_Task instructions:_ Search the records for the string "trigger", then copy each line that has it.

╭─ Materials provided

PR #2137, opened 2026-08-12
Fix category seeds getting recreated on every deploy

### LINKED ISSUE #2110: Prevent seeds from creating default categories in existing communities
Pushing updates to a production system includes rerunning seeds to pick up changes.  Our seeds include creating a category named Q&A if it doesn't exist with that exact name.  Some existing communities don't use that name, though.  Sometime in the last few months, we started seeing Q&A appear in the Proposals community.  The first time it happened we deleted it, but the next time we updated prod it came back.  Currently we have worked around the problem by keeping the category but making it visible to staff only, which avoids confusing most of our users but is still a speed bump for admins.

We want to seed Q&A (and Meta) for *new* communities, but if a community already exists, it would be better for updating to skip running these seeds.  Admins can create categories manually if a community wants to add something that was renamed or removed in the past.

I had assumed that the same process that seeds a Q&A category also seeds a Meta category, except that Meta in prod does not have a Meta of its own, even for staff.  But Collab does.  I don't know how we suppressed Meta Meta in a way that stuck, but that's a path to investigate.

Oaphi:
Prevents category seeds from being run if a given community already has categories - this allows new installations to get the default ones while preventing the seeded ones from being constantly recreated if anything about the seeded ones changes.

\+ new `MAILER_HOST` env variable for local development and non-Codidact instances. Matches `MAILER_PROTOCOL`
\+ adds a new admin "categories" tool and merges it with the "create category" one - technically, it's just a proxy to what we already have and simply not expose directly.
\+ "email all users" admin tool is no longer a developer-only tool (we wanted to align it with the actual controller check for a while now - threw it in here for good measure);
\+ fixes a corner-case where non-logged in users are not redirected to signin upon clicking on the post creation button if the category has more than one type to choose from;

closes #2110


ArtOfCode- (approved):

test/application_system_test_case.rb
```diff
@@ -19,6 +19,7 @@ class ApplicationSystemTestCase < ActionDispatch::SystemTestCase
   driven_by :selenium, using: DRIVER, screen_size: [1920, 1080]
 
   setup do
+    Devise.sign_out_all_scopes
```
Oaphi, line 22: This should hopefully solve the intermittent "you are already signed in" issue with system tests. cc @trichoplax

cellio (approved):
Tested almost everything and LGTM.  I can't tell where the MAILER_HOST change shows up, so I didn't verify that (but this is at worst no worse than before, so not blocking).

Issue #1545, opened 2025-02-27
Redux: Posting sometimes doesn't clear the saved post


cellio:
meta:293215

https://github.com/codidact/qpixel/issues/538 seems to be happening again, non-deterministically.  Sometimes a user posts an answer successfully, but the draft of that answer is still in the answer box on the page.  The problem has been seen in multiple browsers by multiple people.

We don't want to discard drafts prematurely of course, but *after* the post is made it would be safe to discard the draft.  Maybe we have an ND timing issue here?

trichoplax:
[Saved text not cleared when posted](https://meta.codidact.com/posts/293948)

This is a new report, stating that this now happens pretty much every time. I'm seeing the same myself, so I'm linking to this in case it affects priority.

trichoplax:
In searching for this issue, I spotted other Meta posts not yet linked from here:
- [Text entry field for answer stays open (once) after submitting](https://meta.codidact.com/posts/288674)
- [Going back in browser encourages accidental duplicate posting.](https://meta.codidact.com/posts/290845) (probably not the same root cause but similar experience for the users commenting there)
- [Question posted twice despite following the question posting process only once](https://meta.codidact.com/posts/293638)

trichoplax:
I also see the draft of my previous question when trying to post a new question. Highlighting this because this was initially raised as solely an answer problem. I see this often.

PR #2138, opened 2026-08-14
Spam protection tools

ArtOfCode-:
* [x] Automatically add spammers to STAT on deletion (with exceptions so we don't automatically block _every_ deleted account).
 * [x] IP (v6?) CIDR range flagging?
 * [x] Identical post check: block posting a post identical to any of your previous posts for users with <10 non-deleted posts.
 * [x] Potential spammer block: users with <10 non-deleted posts are blocked from posting if there's an active or helpful spam flag against any of their posts.


app/controllers/categories_controller.rb
```diff
@@ -138,12 +138,12 @@ def rss_feed
 
   def post_types
     @post_types = @category.top_level_post_types
-    if @post_types.one?
+    if !user_signed_in?
```
ArtOfCode-, line 141: Apparently one of our system tests was relying on this redirecting, which was order-dependent, so I've moved it to always redirect when not signed in.

test/controllers/concerns/users/user_test_helpers.rb
```diff
@@ -0,0 +1,34 @@
+module UserTestHelpers
```
ArtOfCode-, line 1: This whole file is just the existing helpers extracted from users_controller_test.rb to allow for a restructure.

test/controllers/users/user_mod_tools_test.rb
```diff
@@ -0,0 +1,252 @@
+require 'test_helper'
```
ArtOfCode-, line 1: This file is the existing tests relating to user mod tools extracted into their own file, because the users_controller_test.rb was getting excessively long.

cellio:
A couple initial questions (haven't started testing/reviewing yet):

- How and when does the user find out about the block on identical posts?  (I don't see any view changes in this PR.)
- Identical posts across the network, right?
- For the potential spammer block, what feedback does the user get?  If a legit user got caught in it, would there be a clear path to appeal the block?
- We have a bug where sometimes state doesn't get cleared when a post is made, and it still shows as you having a pending draft.  Do we have to worry about interactions with that here, or is that a separate issue?  (Want to make sure that wouldn't count as a dupe.)  I've never been able to reproduce that bug in my dev environment, so I don't know how to test it.

ArtOfCode-:
> How and when does the user find out about the block on identical posts? (I don't see any view changes in this PR.)

They don't find out _specifically_ what blocked the post - in line with the obscurity in the rest of our spam tools, we spit out a ["useful" error message](https://github.com/codidact/qpixel/blob/develop/app/models/application_record.rb#L62) and leave it at that. I don't see many (any?) legitimate reasons for a new user to post _identical_ post content either multiple times on one site, or several times across the network, so I'm reasonably comfortable with that.

There's more of a chance of an established user/mod/admin posting identical posts across the network (I think we've done it as staff), but anyone with >=10 (configurable) non-deleted posts network-wide is exempt from this completely.

> Identical posts across the network, right?

Yes.

> For the potential spammer block, what feedback does the user get? If a legit user got caught in it, would there be a clear path to appeal the block?

Same feedback - a "useful" error message. They also wouldn't be able to post on Meta so would have to contact support for help. However:

* **Helpful** spam flags only block posting for 7 (configurable) days, after which they're considered expired for this purpose, for exactly this reason. 7 days might be too long - 1 would probably be enough, I just wanted a period where the flag could be marked as helpful and _not_ drop the blocking effect, because...
* **Active** i.e. unreviewed spam flags block posting indefinitely, but **only** until they're reviewed.

The theory is that a potential spammer would be blocked from posting until a moderator reviews the spam flag. On review, they'd then mark the flag as helpful and nuke the user, obviating the need for a post block, and the new deletion job will apply a STAT block. A legitimate user who was wrongly spam-flagged would also be blocked until review, but would then be released once the flag is declined.

Likewise, users with >=10 (configurable) non-deleted posts network-wide are completely exempt.

> We have a bug where sometimes state doesn't get cleared when a post is made, and it still shows as you having a pending draft. Do we have to worry about interactions with that here, or is that a separate issue?

Pending drafts aren't saved as posts (they're actually not in the DB at all, but in Redis), so won't interact with this at all unless the user tries to post it a second time without modification - which would be rejected.

cellio:
That all sounds good to me.  Thanks for explaining!

cellio:
Duplicate posts:

I tested with a user who had exactly 10 posts, 3 of them deleted.  I copied the content of an existing post and was able to repost it.  (Tried with both questions and answers.)

I then tried with a user with no posts -- added an answer (ok), then cut/pasted that on a different question and got the error as expected.  Does this mean we're only checking against posts created after this change is in place?  (That's fine, but I want to check that it's intentional and not a bug.)

I tested duplicate posts across communities; worked as expected.  Adding a carriage return was enough to make the posts non-identical (post succeeded); do we want to normalize or are we not worried about this case?

--

Spam flags:

Tested with a user with < 10 posts and an active spam flag, both local community and elsewhere on the network.  Both produced errors as expected, and declining the flag enabled posting again.  Note: I tested this with the same user from my first paragraph: the flag block worked but the duplicate content block didn't.  Are we accidentally counting deleted posts in one place but not the other?

Tested with a user with > 10 posts and an active spam flag.  Posting permitted, as expected.

--

Error message:

The actual error message looks like one of our 418s -- "The heisenbug vanished when we opened the logs. Please look away and try again."  I hadn't followed your "useful" link before; while your comment seemed fine when I read it, seeing the cryptic error on the post page "live" feels different.  I'd be more comfortable with a vague error than a cryptic one, especially in the case of spam flags because sometimes people are wrong about that.  Can we just say something like "post rejected"?  A real person would then come to meta to ask, and meanwhile a spammer doesn't get useful information.

--

Deleted spammers:

I'm a little afraid to IP-block myself on my dev environment, so I haven't tested deleting spammers.

app/jobs/delete_user_job.rb
```diff
@@ -0,0 +1,28 @@
...
+    if perform_spam_check
+      # Can't use model helper methods very easily here, because we want network-wide flags and that doesn't play
+      # nicely with default scopes.
+      flag_query = Post.unscoped
+                       .joins(Arel.sql("INNER JOIN flags ON flags.post_type = 'Post' AND flags.post_id = posts.id"))
+                       .joins(Arel.sql('INNER JOIN post_flag_types ON flags.post_flag_type_id = post_flag_types.id'))
+                       .where(flags: { status: 'helpful' },
+                              post_flag_types: { name: "it's spam" },
+                              posts: { user_id: user.id })
+      if flag_query.any?
```
cellio, line 21: I don't see any qualifiers here for productivity of the account or age of the flags.  If somebody had a validated spam flag years ago but wasn't deleted (e.g. borderline case fixed with an edit), and that user went on to be productive, and then much later requested account deletion, would we be tarnishing that user's IP address (household, university, whatever)?  I'm not yet sure how this code is reached in the first place; if this is for the "suspected spammers" deletion page then that can't happen and this is fine, but I don't have all the context so I'm asking.

app/models/concerns/post_creation_validations.rb
```diff
@@ -0,0 +1,81 @@
...
+  # rubocop:disable Metrics/BlockLength
+  included do
+    validate :no_mathjax_in_title, on: :create
+    validate :post_type_requires_parent, on: :create
+    validate :post_type_has_category, on: :create
+    validate :can_post_in_category, on: :create
+    validate :identical_post_spam, on: :create
+    validate :no_active_spam_flags, on: :create
+
+    after_create :escalate_suspicious_cidr
```
cellio, line 13: After creating what?  I mean, instances of this class, I guess, but I'm not clear on how concerns work and most of these validations, like mathjax titles, are not about things where we'd consider IP blocks.  I'm a little lost here.

app/models/user.rb
```diff
@@ -453,7 +453,7 @@ def send_welcome_tour_message
                         'how this site works.', '/tour')
   end
 
-  def block(reason, length: 180.days, automatic: true)
+  def block(reason, length: 10.years, automatic: true)
```
cellio, line 456: Should this duration be a setting like the ones in other files?  (I realize it was already hard-coded and you've just changed the number, so this is definitely not a blocker just a question.)

config/config/server_settings.yml
```diff
@@ -1,4 +1,11 @@
-registration_rate_limit: 300
+# Minimum number of seconds between registration attempts from the same IP.
+registration_rate_limit: 3600
```
cellio, line 2: Any way to easily override this in a dev environment?  (Without maintaining local changes to a file in source control, I mean?)  I sometimes need batches of users and hit the existing 5-minute limit...

trichoplax:
> Pending drafts aren't saved as posts (they're actually not in the DB at all, but in Redis), so won't interact with this at all unless the user tries to post it a second time without modification - which would be rejected.

Does "rejected" here mean that an accidental second posting will not work, leaving the user unharmed, or that they will be flagged and blocked from posting anything?

Some users on seeing their draft question or answer still present after posting (due to #1545) assume that posting failed, and post again. Previously this has led to them noticing the unintended duplicate soon after and raising it on Meta (or commenting under an existing Meta post). Will this still be possible with this pull request or will such a user be blocked from posting on Meta?

I can imagine a new user caught by this might not realise that emailing support is even an option.

app/jobs/delete_user_job.rb
ArtOfCode-: There's a threshold of 100 rep network-wide that disables this check completely.

app/models/concerns/post_creation_validations.rb
ArtOfCode-: Concerns are just extracted blocks of related code that can be mixed in to other classes. This one is mixed into the Post class, so the validations and `after_create`	are applied to `Post`. I just extracted the other validations we do on create from the controller and moved them here as well.

app/models/user.rb
ArtOfCode-: Not quite that easy - we'd still need a default here because it forms part of the method signature, so removing it would mean going through all callers and ensuring they set the parameter themselves.

ArtOfCode-:
> Does "rejected" here mean that an accidental second posting will not work, leaving the user unharmed, or that they will be flagged and blocked from posting anything?

@trichoplax the former - the identical post check _just_ blocks that post, and doesn't apply any ongoing consequences to the account.

config/config/server_settings.yml
ArtOfCode-: I've added an override for dev environments.

ArtOfCode-:
@cellio 

> I tested with a user who had exactly 10 posts, 3 of them deleted. I copied the content of an existing post and was able to repost it. (Tried with both questions and answers.)

No repro - I have a user with 10 posts, 2 deleted. I copied a post's Markdown and got the expected error. Did you copy the Markdown or the post's rendered appearance? The latter might have introduced changes in the Markdown, which would mean the post passes the check.

> I'd be more comfortable with a vague error than a cryptic one, especially in the case of spam flags because sometimes people are wrong about that.

Done.

> I'm a little afraid to IP-block myself on my dev environment, so I haven't tested deleting spammers.

If you want to test it, you can always go into the DB manually afterwards to unblock yourself - `DELETE FROM blocked_items;`

app/models/concerns/post_creation_validations.rb
cellio: Ah, after creating a *post* -- now it makes sense, thanks.

cellio:
> No repro - I have a user with 10 posts, 2 deleted. I copied a post's Markdown and got the expected error. Did you copy the Markdown or the post's rendered appearance? The latter might have introduced changes in the Markdown, which would mean the post passes the check.

I did copy the markdown (went into edit to get it), but now I can't repro either with the same user and same post -- maybe I missed a terminal newline and that made the difference?

> > I'd be more comfortable with a vague error than a cryptic one, especially in the case of spam flags because sometimes people are wrong about that.
> 
> Done.

Thank you.

app/models/concerns/post_creation_validations.rb
```diff
@@ -44,7 +44,7 @@ def identical_post_spam
       unless prev_non_deleted_count >= threshold
         identical_posts = Post.unscoped.where(user: user, body_markdown: body_markdown).where.not(id: id)
         if identical_posts.any?
-          errors.add(:base, ApplicationRecord.useful_err_msg.sample)
+          errors.add(:base, I18n.t('posts.spam_blocked'))
```
cellio, line 47: Do we need to update expected output in tests?

cellio (commented):
LGTM. Someone else should review code (particularly the queries and CIDR).  I didn't test CIDR/auto-escalated-flag.

app/controllers/users/registrations_controller.rb
```diff
@@ -8,7 +8,11 @@ class Users::RegistrationsController < Devise::RegistrationsController
   def create
     super do |user|
       unless user.errors.any?
-        rate_limit = AppConfig.server_settings['registration_rate_limit']
+        rate_limit = if Rails.env.development?
+                       0
+                     else
+                       AppConfig.server_settings['registration_rate_limit']
+                     end
```
Oaphi, line 15: Non-blocking, but I'd rather we had a way of overriding app config settings instead of hardcoding this.
Using an env var falling back to the "deffined once" server setting seems reasonable to me here (if we go this route, note that env vars are usually documented in `INSTALLATION.md`):

```ruby
rate_limit = ENV.fetch("REGISTRATION_RATE_LIMIT") { AppConfig.server_settings['registration_rate_limit'] }
```

This way we'll get the best of both worlds: configurability and a default that's guaranteed to be set at runtime.

app/controllers/users_controller.rb
```diff
@@ -342,7 +342,9 @@ def soft_delete
         return
       end
 
-      @user.soft_delete(current_user)
+      max_rep = @user.community_users.maximum(:reputation)
+      check_threshold = AppConfig.spam_protection['deletion_block_max_rep']
+      DeleteUserJob.perform_later(@user, current_user, perform_spam_check: max_rep < check_threshold)
```
Oaphi, line 347: Let's move the threshold check to the job itself - it's not impossible to get the job scheduled when the user is not over the threshold but for it to execute when the user is actually over it. Non-blocking

Oaphi:
@ArtOfCode- I took the liberty of adding the missing tests myself, feel free to mend to your liking. None of the added tests are related to the change directly, just covering reported gaps

PR #2139, opened 2026-08-19
Change editor controls to properly edit block markdown

### LINKED ISSUE #2051: Editor quote button should quote entire selection, not just first line
meta:294961

In the post editor, if you select text and then apply one of the formatting buttons, it formats the selected content (bold, italic, etc).  However, the Quote button doesn't interact well with multi-paragraph selection; it adds a `>` at the beginning but not throughout.  An answer there suggests adding ">" to the beginning of each line, which sounds like it'd work.  (We should test with paragraphs containing embedded returns, as might happen if you draft your post in an external tool and then paste it into the editor.)

MoshiKoi:
Fixes #2051

Block markdown should place the markdown symbols at the start of each line, rather than in the middle, even if that's where the selection is.

```md
line 1

line 2

line 3
```

Blockquoted

```md
> line 1
> 
> line 2
> 
> line 3
```

Numbered list

```md
1. line 1

2. line 2

3. line 3
```

### DIFF
--- a/app/assets/javascripts/markdown.js
+++ b/app/assets/javascripts/markdown.js
@@ -1,7 +1,5 @@
 $(() => {
-  /** @typedef {{apply: function(JQuery<HTMLTextAreaElement | HTMLInputElement>): void}} Action */
-
-  /** @implements {Action} */
+  /** @implements {MarkdownAction} */
   class InlineAction {
     constructor(start, end = '') {
       this.start = start;
@@ -20,7 +18,7 @@ $(() => {
     }
   }
 
-  /** @implements {Action} */
+  /** @implements {MarkdownAction} */
   class BlockAction {
     /**
      * @param {function(string, number): string} callback
@@ -78,7 +76,7 @@ $(() => {
   }
 
   /**
-   * @type {{[key: string]: Action}}
+   * @type {{[key: string]: MarkdownAction}}
    */
   const actions = {
     bold: new InlineAction('**', '**'),
--- a/app/assets/javascripts/markdown.js
+++ b/app/assets/javascripts/markdown.js
@@ -64,10 +64,12 @@ $(() => {
       for (const line of val.split('\n')) {
         const begin = idx;
         const end = begin + line.length;
-        if (begin <= preSelectionStart && preSelectionStart <= end)
+        if (begin <= preSelectionStart && preSelectionStart <= end) {
           startPos = begin;
-        if (begin <= preSelectionEnd && preSelectionEnd <= end)
+        }
+        if (begin <= preSelectionEnd && preSelectionEnd <= end) {
           endPos = end;
+        }
         // include newline
         idx = end + 1;
       }
--- a/app/assets/javascripts/markdown.js
+++ b/app/assets/javascripts/markdown.js
@@ -107,15 +107,13 @@ $(() => {
   $(document).on('click', '.js-markdown-tool', (ev) => {
     const $tgt = $(ev.target);
     const $button = $tgt.is('a') ? $tgt : $tgt.parents('a');
-    const action = $button.attr('data-action');
+    const action = /** @type {string} */ ($button.attr('data-action'));
 
     /** @type {JQuery<HTMLTextAreaElement | HTMLInputElement>} */
     const $field = $('.js-post-field');
 
-    if (action && action in actions) {
-      actions[action].apply($field);
-      $field.trigger("focus");
-    }
+    actions[action].apply($field);
+    $field.trigger("focus");
   });
 
   QPixel.DOM?.addSelectorListener('keypress', '#markdown-link-name, #markdown-link-url', (ev) => {
--- a/app/assets/javascripts/markdown.js
+++ b/app/assets/javascripts/markdown.js
@@ -1,6 +1,13 @@
 $(() => {
-  /** @implements {MarkdownAction} */
+  /**
+   * A markdown action which places markings before and after the current selection
+   * @implements {MarkdownAction}
+   */
   class InlineAction {
+    /**
+     * @param {string} start Text to place before the selection
+     * @param {string} end Text to place after the selection
+     */
     constructor(start, end = '') {
       this.start = start;
       this.end = end;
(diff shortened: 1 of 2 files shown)


app/assets/javascripts/markdown.js
```diff
@@ -1,4 +1,96 @@
 $(() => {
+  /** @typedef {{apply: function(JQuery<HTMLTextAreaElement | HTMLInputElement>): void}} Action */
+
+  /** @implements {Action} */
+  class InlineAction {
```
ArtOfCode-: Rather than relying on JSDoc only, for a pure JS approach would it be better to define `Action` explicitly here as an abstract class and have `InlineAction` and `BlockAction` extend it?

app/assets/javascripts/markdown.js
```diff
@@ -1,4 +1,96 @@
...
+    /**
+     * @param {JQuery<HTMLTextAreaElement | HTMLInputElement>} $field 
+     */
+    apply($field) {
+      // Override the selection range so it encompasses full lines
+      const [startPos, endPos] = this.#getBlockSelection($field);
+      $field[0].setSelectionRange(startPos, endPos);
+      const lines = $field.val().substring(startPos, endPos).split('\n');
+      let jdx = 0;
+      for (let idx = 0; idx < lines.length; ++idx) {
```
ArtOfCode-, line 51: Does a `for`-`let` block work here?

app/assets/javascripts/markdown.js
```diff
@@ -1,4 +1,96 @@
...
+          lines[idx] = this.callback(lines[idx], jdx);
+          ++jdx;
+        }
+      }
+      $field[0].setRangeText(lines.join('\n'));
+    }
+
+
+    /**
+     * @param {JQuery<HTMLTextAreaElement | HTMLInputElement>} $field
```
ArtOfCode-, line 65: It would be useful to include some documentation here about what this function is intended to do. What are the numbers it returns?

app/assets/javascripts/markdown.js
```diff
@@ -1,4 +1,96 @@
...
+      const preSelectionEnd = $field[0].selectionEnd;
+      const val = $field.val();
+      // Not particularly efficient, but seems to work fine
+      let startPos, endPos;
+      let idx = 0;
+      for (const line of val.split('\n')) {
+        const begin = idx;
+        const end = begin + line.length;
+        if (begin <= preSelectionStart && preSelectionStart <= end)
+          startPos = begin;
```
ArtOfCode-:
```suggestion
        if (begin <= preSelectionStart && preSelectionStart <= end) {
          startPos = begin;
        }
```

app/assets/javascripts/markdown.js
```diff
@@ -1,4 +1,96 @@
...
+        if (begin <= preSelectionEnd && preSelectionEnd <= end)
+          endPos = end;
```
ArtOfCode-:
```suggestion
        if (begin <= preSelectionEnd && preSelectionEnd <= end) {
          endPos = end;
        }
```

ArtOfCode- (changes requested):

app/assets/javascripts/markdown.js
Oaphi: @ArtOfCode- not sure we need a base class here, tbh? Doesn't seem like they have any shared implementation, even when it comes to the constructor. Given that the only common thing about them is that they both have the `apply` method, `implements Action` (and, in our case, its JSDoc equivalent) seems reasonable to me.

One thing I'd ask to change (that one is non-blocking, just a request), though, @MoshiKoi: can you move the definition to the `globals.d.ts` declaration file? I've been collecting our assets' definitions there for a while now with the aim of transitioning to a proper TypeScript-based build pipeline for assets.

app/assets/javascripts/markdown.js
```diff
@@ -7,25 +99,9 @@ $(() => {
...
-      mathjax: ['$', '$'],
-    };
-
-    if (Object.keys(actions).indexOf(action) !== -1) {
-      const preSelection = [$field[0].selectionStart, $field[0].selectionEnd];
-      QPixel.MD.insertIntoField($field, actions[action][0], actions[action][1]);
-      $field.focus();
-      $field[0].selectionStart = preSelection[0] + actions[action][0].length;
-      $field[0].selectionEnd = preSelection[1] + actions[action][0].length;
+    if (action && action in actions) {
```
Oaphi: Let's just do `actions[action]?.apply($field)` - we can safely use optional chaining these days, and `actions[action]` with a non-existent `action` will do the same thing as `in` (that said, `in` is definitely an improvement over `Object.keys(actions).indexOf(action) !== -1`) by trying to find it in the `actions` prototype chain.

We could also be a bit more explicit here and do (just an example):

```js
const handler = actions[action]

if (handler) {
  handler.apply($field);
  $field.trigger("focus");
}
```

Oaphi (changes requested):

app/assets/javascripts/markdown.js
Oaphi: Doesn't seem like we should be worried about untrusted input in `data-action` here but do correct me if I am wrong and we should (the worst thing that could happen here is a self-inflicted uncaught error).

app/assets/javascripts/markdown.js
MoshiKoi: @ArtOfCode- JS doesn't have abstract classes, so it'd really just be an empty implementation

@Oaphi Sound good to me

app/assets/javascripts/markdown.js
MoshiKoi: That's true, `action` or `actions[action]` being null shouldn't actually occur. I might as well remove the check; I was slightly unsure because my type checker was complaining.

app/assets/javascripts/markdown.js
MoshiKoi: No, (assuming you meant `for (let line of lines)`. The way it works is that it has to actually reassign the lines. A range for does not do reassignment like that; I can't write `line = this.callback(line)` to change the actual array item.

app/assets/javascripts/markdown.js
Oaphi: Was it complaining about it being nullable or `action` being unusable to index the `actions` map, btw?

MoshiKoi: The latter - the former can be suppressed with optional chaining like you suggested.

Oaphi: Ah, yeah, quick guess is that it inferred the `actions` map's type as a constant. Widening the type to `Record<string, Action>` to allow `string` to be used to index it should alleviate the issue, I believe?

MoshiKoi: Opted to type cast it. If it somehow is null at runtime, this means the buttons are hooked up incorrectly and it should just fail instead of silently ignoring the error.

MoshiKoi:
Closing in favor of #2140 for CI purposes

Issue #1993, opened 2026-02-23
On dashboard, collapse uninteresting communities


cellio:
meta:294770

This is a narrower change while waiting for https://github.com/codidact/qpixel/issues/1323.  The dashboard takes a lot of space to show a community that the reader might not be interested in (full list of categories for each, plus logo).  Order can't currently be changed (it's by age), but can we add a way for users to "unpin" (collapse and deprioritize) ones they don't care about *and persist that state*?  I'm imagining a "collapse" icon next to each entry, which collapses that community to a single label with the name and moves it to the bottom of the list.  It's ok if the move doesn't happen until the next page load.  Collapsed communities should have an icon to do the reverse -- expand and restore to its original position (move can wait for reload).

On page load, we'd show all of the expanded (normal state) communities in their current order followed by the collapsed views of all the unpinned ones, again in deterministic order.  Ultimately we want user-controlled ordering that applies everywhere communities are listed, so this is a stopgap -- but because the dashboard entries are large particularly on a phone, I'd like to do some sort of stopgap if we can.

trichoplax:
Before someone starts work on this, I'd like to see a complexity assessment of both this and #1323. It isn't obvious to me that this would be significantly quicker or easier than implementing ordering.

trichoplax:
It might be worth considering whether this change would still be wanted after #1323 is implemented. If so, it's worth doing this one first, but if not, the additional work might be better spent on going straight to implementing ordering.

cellio:
Thanks for raising that.  I had been assuming that 1323 (the end goal) would be a lot harder, but if not, there's no point in doing this interim work.  Let's assess 1323 and then decide what to do with this one.

Issue #1323, opened 2024-03-03
Customize order of communities in community switcher


cellio:
Depends on: https://github.com/codidact/qpixel/issues/284 .

After we expose a network profile, allow users to change the order of communities on their own profiles, and show communities in that order both on the network profile and in the community switcher.  This would allow users to put the communities they care about most early in the list, easing navigation.

This would address some of the requests in meta:290090.

cellio:
A basic network profile is now in place, unblocking this.

MoshiKoi:
Would it be better to put this in the network profile tab or in preferences? (We already have a "Network Preferences" heading there)

cellio:
We'll have to figure out what the UI should look like.  Should the network profile page have controls to reorder communities, either drag/drop or reordering arrows?  Were you thinking of something different that would fit in with preferences @MoshiKoi ?

MoshiKoi:
I wasn't really thinking about the control itself, more so where a user would expect to find such a setting. To me, it feels more natural to add such a customization option to the Preferences tab, where we already centralize "things you can change about the site". 

That being said, if you're worried about making the control "fit in" with preferences, in my opinion, there is no reason to limit preferences to the simple key-value controls we have currently. That is just a consequence of how we currently architect preferences, not a reason to split up different settings into different tabs.

cellio:
If we can make it work somehow on the preferences page, I agree that's a more logical place for people to look for it.  Any thoughts on what would be a good UI for this?

MoshiKoi:
Drag and drop or reordering arrows is probably the most common UI for a reorderable list, perhaps with a checkbox or something to hide those a user isn't interested in (#1993).

PR #2143, opened 2026-08-21
Network preference for the order of communities in the dashboard and dropdown

MoshiKoi:
First take at #1323, testing and feedback welcome

This PR adds a new preference type for the community preference, as well as a separate "block preference" for styling purposes since it didn't make much sense trying to cram it into the horizontal layout the other preferences use. The styling is very much a work in progress, but it is functional right now.

image

You can reorder the communities by dragging. ~~I pulled in JQuery-UI for this - not entirely sure if it's worth bringing it in as a dependency, but it can be replaced if needed.~~ I have switch to SortableJS to avoid depending on jQuery.

Might try to also implement "collapsed" communities (#1993). Not sure if that has any real added value if it just sends communities to the bottom since users can do that anyway, but it might be useful as a foundation for later work if we want users to, for instance, be able to set up an email subscription of "posts from focused communities" or similar mechanism.


trichoplax:
I like the draggable handles. I think for many people that will be the easiest way to rearrange the communities. Could we keep the handles and also add up and down buttons (that shift that community one place in that direction)?

Some people may find up and down buttons more convenient, but also some people cannot drag (for various reasons).

See [Dragging Movements](https://www.w3.org/WAI/WCAG22/Understanding/dragging-movements) accessibility guidance.

If both draggable handles and up and down buttons take up too much space, there's also the possibility of having up and down buttons only appear when a draggable handle is clicked/tapped rather than dragged. Personally I'd prefer up and down buttons that are always visible to aid discoverability.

╰─

_Answer:_
-      $field.trigger("focus");
+    $field.trigger("focus");
  $field.trigger("focus");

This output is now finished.